What if the table that we want to update contains thousands of records? This process can take several minutes then. Since the migration does UPDATE on the triathlon_races table and the fetch_exclusively/1 function does LOCK FOR UPDATE, the registration process will wait until the lock can be acquired. It means that users won’t be able to register for a race at the time.
How to guarantee a zero downtime deployment?
One way is to implement this process in four steps. Deploying each of them separately to production:
- Migration which adds the entries_left field.
- Add code which:
- sets the entries_left field while organzing a race.
defmodule Triathlon.Race do
# bunch of other logic
def organize_race(%NewRace{} = cmd) do
%Race{
# bunch of other code
entries_left: cmd.entries_left
} |> Repo.insert!()
end
end
- during the process of signing up, updates the entries_left field only for the newly created races. The old races will have this field nil so we can skip all such cases.
defmodule Triathlon.Race do
# bunch of other logic
def sign_up(race_id, user_id) do
Repo.transaction(fn ->
race = fetch_exclusively(race_id)
case any_entry_available?(race) do
true -> add_participant(race, user_id)
false -> {:error, "All entries have been sold out."}
end
end)
end
defp add_participant(race, user_id) do
if new_race?(race) do
Race
|> Ecto.Changeset.change(%{
entries_left: race.entries_left - 1
})
|> Repo.update()
end
:ok = Participant.add(new_race, user_id)
end
defp new_race?(%Race{entries_left: entries_left}) do
not is_nil(entries_left)
end
end
- Run code which updates the entries_left field in the old records.
- After performing points 2 and 3 the data are up-to-date and we can already use them in our logic. So we can replace the old code with the one that uses the entries_left field instead of fetching participants number from the database each time.
Do we really need step 2?
Without this step we assume that none would register between the process of updating the entries_left field (see step 3) and replacing the old code with the new one (see step 4).
If someone signed up in that specific moment, we would have a race with the entries_left field equal nil. It means that any_entry_available?/1 function would return nil for this race, although the system wouldn’t know how many available entries there are.
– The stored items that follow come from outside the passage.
PR #5479, opened 2023-10-04
Fix: Incorporate unique serial number in preference's hash for multiple Sensirion sensors

kahrendt:

Currently, the ``sgp4x``, ``spg30``, and ``sen5x`` components store the baseline values in the preferences using a hash derived from the compilation time. If you have multiple sensors on different I2C buses, then the same baseline preference will be used for each sensor. This PR changes it so that the hash computation uses the compilation time (so the baseline still resets with any new firmware) and each sensor's unique serial number.

This PR isn't a breaking change, as the current behavior will already recompute the baseline after flashing a new firmware.

I have tested it locally with two SGP40 sensors. The ``sgp30`` and ``sen5x`` components should also work, as the changes follow the same logic. The existing test cases already have the baseline stored (by default), so the modifications are tested at least through compilation.

## Types of changes

- [ ] Other

## Test Environment

- [x] ESP32
- [ ] ESP32 IDF
- [ ] ESP8266
- [ ] RP2040

```yaml
# Example config.yaml

  - platform: sgp4x
    i2c_id: multplex0channel0
    store_baseline: true
    voc:
      name: "VOC Index 0"
    compensation:
      temperature_source: temp_sensor
      humidity_source: humidity_sensor
  - platform: sgp4x
    i2c_id: multplex0channel1
    store_baseline: true
    voc:
      name: "VOC Index 1"
    compensation:
      temperature_source: temp_sensor
      humidity_source: humidity_sensor    
```

## Checklist:

### DIFF
--- a/esphome/components/sen5x/sen5x.cpp
+++ b/esphome/components/sen5x/sen5x.cpp
@@ -1,5 +1,6 @@
 #include "sen5x.h"
 #include "esphome/core/hal.h"
+#include "esphome/core/helpers.h"
 #include "esphome/core/log.h"
 #include <cinttypes>
 
@@ -135,8 +136,8 @@ void SEN5XComponent::setup() {
       ESP_LOGD(TAG, "Firmware version %d", this->firmware_version_);
 
       if (this->voc_sensor_ && this->store_baseline_) {
-        uint32_t combined_serial = (uint32_t(this->serial_number_[0]) << 24) |
-                                   (uint32_t(this->serial_number_[1]) << 16) | (uint32_t(this->serial_number_[2]));
+        uint32_t combined_serial =
+            encode_uint24(this->serial_number_[0], this->serial_number_[1], this->serial_number_[2]);
         // Hash with compilation time and serial number
         // This ensures the baseline storage is cleared after OTA
         // Serial numbers are unique to each sensor, so mulitple sensors can be used without conflict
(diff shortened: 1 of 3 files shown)


esphome/components/sen5x/sen5x.cpp
```diff
@@ -135,9 +135,12 @@ void SEN5XComponent::setup() {
       ESP_LOGD(TAG, "Firmware version %d", this->firmware_version_);
 
       if (this->voc_sensor_ && this->store_baseline_) {
-        // Hash with compilation time
+        uint32_t combined_serial = (uint32_t(this->serial_number_[0]) << 24) |
+                                   (uint32_t(this->serial_number_[1]) << 16) | (uint32_t(this->serial_number_[2]));
```
jesserockz: This probably needs formatting and also `#include "esphome/core"helpers.h"
```suggestion
        uint32_t combined_serial = encode_uint24(this->serial_number_[0], this->serial_number_[1], this->serial_number_[2]);
```

jesserockz (changes requested):

esphome/components/sen5x/sen5x.cpp
kahrendt: Thanks!

jesserockz (approved):

PR #5483, opened 2023-10-05
Bug: Unwanted change resistance in x9c component

fizista:

There is an unwanted change in the resistance value.

Just call set_level(20) several times. The resistance will change.

## Types of changes

- [ ] Other

**Pull request in [esphome-docs](https://github.com/esphome/esphome-docs) with documentation (if applicable):** n/a

## Test Environment

- [x] ESP32
- [ ] ESP32 IDF
- [ ] ESP8266
- [ ] RP2040

```yaml
switch:
  - platform: template
    id: test_repeat
    name: "X9C Const value 20"
    restore_mode: ALWAYS_OFF
    optimistic: True
    on_turn_on:
      - output.set_level: 
          id: x9c_pot
          level: 20
    on_turn_off:
      - output.set_level: 
          id: x9c_pot
          level: 20

output:
  - platform: x9c
    id: x9c_pot
    cs_pin: GPIO15
    inc_pin: GPIO4
    ud_pin: GPIO2
    initial_value: 0.01
    inverted: True

```

## Checklist:


EtienneMD:
I see what you are saying, chip should not be selected with INC pin in High state. It never is thought as the pin is selected high prior to CS pin being lowered. Any advantage in leaving it high all the time when not in use?

fizista:
You're right. The high state on INC is not needed.

esphome/components/x9c/x9c.cpp
```diff
@@ -25,7 +29,6 @@ void X9cOutput::trim_value(int change_amount) {
 
   delayMicroseconds(100);  // Let value settle
 
-  this->inc_pin_->digital_write(false);
```
EtienneMD: I'd leave this in, as this prevents saving the counter position to non-volatile memory. An action could be added in the future to enable that feature.

EtienneMD (changes requested):

jesserockz (approved):

PR #423, opened 2020-01-14
asyncio: pipe_data_received: call _on_error

blueyed:
`_on_stderr` does not exist.

(found by mypy)

I might be missing something here, and it does not appear to be covered with tests.

### DIFF
--- a/pynvim/msgpack_rpc/event_loop/asyncio.py
+++ b/pynvim/msgpack_rpc/event_loop/asyncio.py
@@ -68,7 +68,7 @@ class AsyncioEventLoop(BaseEventLoop, asyncio.Protocol,
     def pipe_data_received(self, fd, data):
         """Used to signal `asyncio.SubprocessProtocol` of incoming data."""
         if fd == 2:  # stderr fd number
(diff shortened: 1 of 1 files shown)


pynvim/msgpack_rpc/event_loop/asyncio.py
```diff
@@ -68,7 +68,7 @@ def pipe_connection_lost(self, fd, exc):
     def pipe_data_received(self, fd, data):
         """Used to signal `asyncio.SubprocessProtocol` of incoming data."""
         if fd == 2:  # stderr fd number
-            self._on_stderr(data)
+            self._on_error(data)
```
bfredl: `_on_error` is for a complete error message, not for streaming data. One could collect all the pieces and add the joined text in the `process_exited` call possibly. Or just change it to `pass` for now.

wookayin:
Actually at the moment, this line will be never called (until neovim's `--embed` RPC starts to write something on stderrs). Superseded by #543.

wookayin:
This was fixed by #543.

PR #430, opened 2020-02-05
imports vim module by default.

sunnyrahul25:
fixes neovim/neovim#11783.


justinmk:
Thanks. Perhaps add a test ? https://github.com/neovim/pynvim/blob/master/test/test_host.py

https://github.com/neovim/pynvim#development

PR #451, opened 2020-08-04
Close #450: Modify all imports in the repository to absolute imports

### LINKED ISSUE #450: Use absolute imports
Throughout the repository, relative imports are used.

As a result, simple and useful checks for the repository are missed.

For example:

`python3 -m doctest api/nvim.py`

Can't work because the internal imports are relative; however, if all the imports were refactored from

```python3

from .buffer import Buffer

# to

from pynvim.buffer import Buffer

```

simple checks like this would be possible.

farisachugthai:
@Shougo I realized that going ahead and changing all the imports wouldn't be very time intensive so I did.

In addition, I have verified that tests still pass with pytest in a venv.

However, I would like to note that:

`python -m doctest pynvim/msgpack_rpc/event_loop/base.py`

currently fails. There's a circular import issue, and even if that was resolved, it seems that Tracebacks were copy-pasted into `BaseEventLoop.__init__()`.

However that may be an issue for a different PR, and the imports mentioned in #450 are fixed

### DIFF
--- a/pynvim/__init__.py
+++ b/pynvim/__init__.py
@@ -6,13 +6,13 @@ import logging
 import os
 import sys
 
-from .api import Nvim, NvimError
-from .compat import IS_PYTHON3
-from .msgpack_rpc import (ErrorResponse, child_session, socket_session,
-                          stdio_session, tcp_session)
-from .plugin import (Host, autocmd, command, decode, encoding, function,
-                     plugin, rpc_export, shutdown_hook)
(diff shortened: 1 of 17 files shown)


farisachugthai:
I just noticed that Travis CI failed. After switching to absolute imports, the imports were in the incorrect order and flake8 failed as a result. Added 1 commit to fix this

justinmk:
Thanks for working on this!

Such a scenario silently destroys our data consistency, because a user can register for a race which has all entries sold out.
SUMMING UP
Seemingly simple migrations are dangerous and when executed incorrectly can lead to errors and downtimes. Each should be planned and carried out in such a way that the system is available all the time. What’s more, run migrations should be reversible. It means that, if there appears any errors, we should be able to rollback these changes, restoring system stability.